Price Forecasting with Neural Networks
This program walks you through building, training, and deploying deep learning models for financial time series. You'll work with real market data, configure recurrent architectures, handle sequence preprocessing, and validate predictions against historical patterns. Each module combines theoretical grounding with hands-on implementation so you understand both what the model does and why it behaves that way.
Start by sourcing price data from public APIs and CSV files. You'll clean irregular timestamps, handle missing values, and normalize features across different scaling ranges. Then build windowed sequences suitable for supervised learning, splitting data chronologically to prevent look-ahead bias. The module covers feature engineering for technical indicators, volatility measures, and lag variables.
Construct LSTM and GRU networks from scratch using TensorFlow and PyTorch. You'll configure layer stacking, dropout regularization, and bidirectional processing. Compare vanilla RNNs against gated variants to understand gradient flow and memory retention. The sessions include exercises on weight initialization, activation functions, and output layer configuration for regression tasks.

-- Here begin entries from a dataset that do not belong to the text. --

PR #681, opened 2024-09-30
chore(instillapp): init instill app

jvallesm:
This is a port of https://github.com/instill-ai/component/pull/366

Because

- we will have instill app

This commit

- init instill app


chuang8511:
I will move it to https://github.com/instill-ai/pipeline-backend/pull/670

Train models using adaptive learning rate schedules and early stopping criteria. You'll monitor loss curves, detect overfitting through validation metrics, and adjust hyperparameters systematically. The module covers gradient clipping to prevent exploding gradients, batch size tuning for memory constraints, and checkpoint management for long training runs. You'll also implement custom loss functions tailored to directional accuracy.
Assess model performance using mean absolute error, directional accuracy, and profit-based metrics. You'll construct backtests on held-out test data, compare predictions against baseline strategies, and analyze error distributions across different market regimes. The sessions include visualization techniques for prediction intervals, feature importance extraction, and failure case analysis to identify when the model breaks down.
Package trained models for inference in live environments. You'll export weights, configure REST API endpoints using Flask or FastAPI, and implement data preprocessing pipelines that mirror training steps. The module covers latency optimization, model versioning, and monitoring systems to detect distribution drift. You'll also set up logging for prediction audits and error tracking in production.